I had a moment of surprise when baloosearch did not find the .txt version. Baloo has a file size limit for text files but as far as I remember it was more than that....
Comment 6 Stefan Brüns 2024-05-14 14:37:33 UTC
(In reply to Alejandro Nova from comment #0)
> At the request of the maintainer, I’m filling a bug against Baloo to upload
> a file that will be used to torture the File Indexer. 
> 
> File: History of the Chilean Constitution (volume 1)
> License: Public domain (according to Chilean Law)
> Length: 1.155 pages, including accented text

You left out any information what is not working for you ...
Comment 7 tagwerk19 2024-05-15 05:21:17 UTC
(In reply to Stefan Brüns from comment #6)
> You left out any information what is not working for you ...
It was a continuation of a thread on KDE Discuss, with the file taking a disproportionate time to index.

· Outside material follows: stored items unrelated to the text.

PR #988, opened 2026-07-08
fix(py-sdk): align python and typescript

### LINKED ISSUE #986: [Py SDK] Close feature gaps with TS SDK
### Summary

Close a few important feature/functionality gaps related to custom filters between the TypeScript and Python SDKs.

### Acceptance criteria

- [x] Invalid `routes=` inputs are raised to plugin consumers on `define_plugin()` rather than to plugin consumers at `Plugin.get_client()`
- [x] Invalid `filters=` inputs, including invalid ad hoc filter combinations, are raised to plugin consumers _before_ a request to the API has been made
- [x] Acceptable type annotations for custom fields are limited to `DefaultFilters` (or something similar) rather than the less restrictive `CommonGrantsBaseModel`

widal001:
### Summary

Update the Python SDK to close some feature and DX gaps that were previously addressed in the TypeScript SDK

- Fixes #986 
- Time to review: 15 minutes

- [Adds an `IntegerComparison` filter](https://github.com/HHS/simpler-grants-protocol/commit/7cdb018643d21de722e9682349820785ad06080a) and groups this (and other filters) into `VALID_FILTER_MODELS`
- [Validates custom filters in `define_plugin()`](https://github.com/HHS/simpler-grants-protocol/commit/e9c83ccaf9f4431bb16429ddf264194b2ff4d3b3) to prevent invalid filter types from slipping through and getting caught by the plugin consumer when they run `plugin.get_client()`
- [Raises invalid filters passed by plugin consumers](https://github.com/HHS/simpler-grants-protocol/commit/c74de075ffb7cc4799c9c535c8778f96af616f29) before a search request is sent to the API. This helps surface plugin consumer mistakes immediately instead of silently ignoring or dropping them.
- [Refactors the custom filters examples](https://github.com/HHS/simpler-grants-protocol/commit/97c454ea624bf52a991a2fc7255d2df5ae06b144) to highlight both happy and unhappy paths more clearly.

1. Checkout the PR, and go to: `lib/python-sdk/`
2. Run `poetry run python examples/mock_api_server.py` to start the mock server
3. Run  `poetry run python examples/custom_filters.py` to run the examples
4. Inspect the `examples/custom_filters.py` example for examples of which edge cases are handled

Screenshot 2026-07-08 at 4 29 04 PM


lib/python-sdk/examples/custom_filters.py
widal001, line 1: I refactored this file to more closely match the `lib/ts-sdk/examples/custom-filters.ts`

lib/python-sdk/examples/mock_api_server.py
widal001, line 1: Added this to support a self-contained examples test

lib/python-sdk/common_grants_sdk/schemas/pydantic/filters/integer.py
```diff
@@ -0,0 +1,45 @@
...
+    operators (``eq``/``neq``). The value must be an integer: a non-integral value
+    (e.g. 3.5) or a bool is rejected. Implements the core spec's
+    IntegerComparisonFilter (filters/numeric.tsp).
+    """
+
+    operator: ComparisonOperator | EquivalenceOperator = Field(
+        ...,
+        description="The comparison operator to apply to the filter value",
+    )
+    value: int = Field(..., description="The integer value to compare against")
```
SnowboardTechie, line 26: Python rejects 3.5 here, but TS `integerComparison` still aliases `NumberComparisonFilterSchema` (custom-filters.ts) and accepts it, so a registered `integerComparison` filter diverges across SDKs. Ad-hoc stays aligned since the classifier hits `NumberComparisonFilter` first. Given the PR title, do we want a TS follow-up to close it, or is Python leading the spec here on purpose?

SnowboardTechie (approved):
Ran through it against HOLD-filters, tests and CI look solid. Approving but with two notes:

The changeset is stale. `python-typed-custom-filters.md` still says ad-hoc keys "stay best-effort and are dropped if unusable," which is the behavior this PR reverses, and it doesn't mention the new `IntegerComparisonFilter` or the `ClassifyResult` / `FilterError.strict` removal.

lib/python-sdk/common_grants_sdk/schemas/pydantic/filters/integer.py
widal001: This is a good flag, but it warrants a deeper discussion. I'll start a thread in Slack but I think there are actually a few options:

1. Tighten the TS SDK `IntegerComparisonFilter`
2. Loosen the Python SDK `IntegerComparisonFilter`
3. Drop `IntegerComparisonFilter` and treat `NumberComparisonFilter` as a superset of both integer and float (which is how the JSON `number` type is treated)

The weakness of memory, I didn't take a copy. It's sobering when you cannot find what you are looking for :-/
Comment 8 Bug Janitor Service 2024-05-30 03:45:48 UTC
Dear Bug Submitter,

This bug has been in NEEDSINFO status with no change for at least
15 days. Please provide the requested information as soon as
possible and set the bug status as REPORTED. Due to regular bug
tracker maintenance, if the bug is still in NEEDSINFO status with
no change in 30 days the bug will be closed as RESOLVED > WORKSFORME
due to lack of needed information.

For more information about our bug triaging procedures please read the
wiki located here:
https://community.kde.org/Guidelines_and_HOWTOs/Bug_triaging

If you have already provided the requested information, please
mark the bug as REPORTED so that the KDE team knows that the bug is
ready to be confirmed.

Thank you for helping us make KDE software even better for everyone!
Comment 9 Bug Janitor Service 2024-06-14 03:47:18 UTC
This bug has been in NEEDSINFO status with no change for at least
30 days. The bug is now closed as RESOLVED > WORKSFORME
due to lack of needed information.

For more information about our bug triaging procedures please read the
wiki located here:
https://community.kde.org/Guidelines_and_HOWTOs/Bug_triaging

Thank you for helping us make KDE software even better for everyone!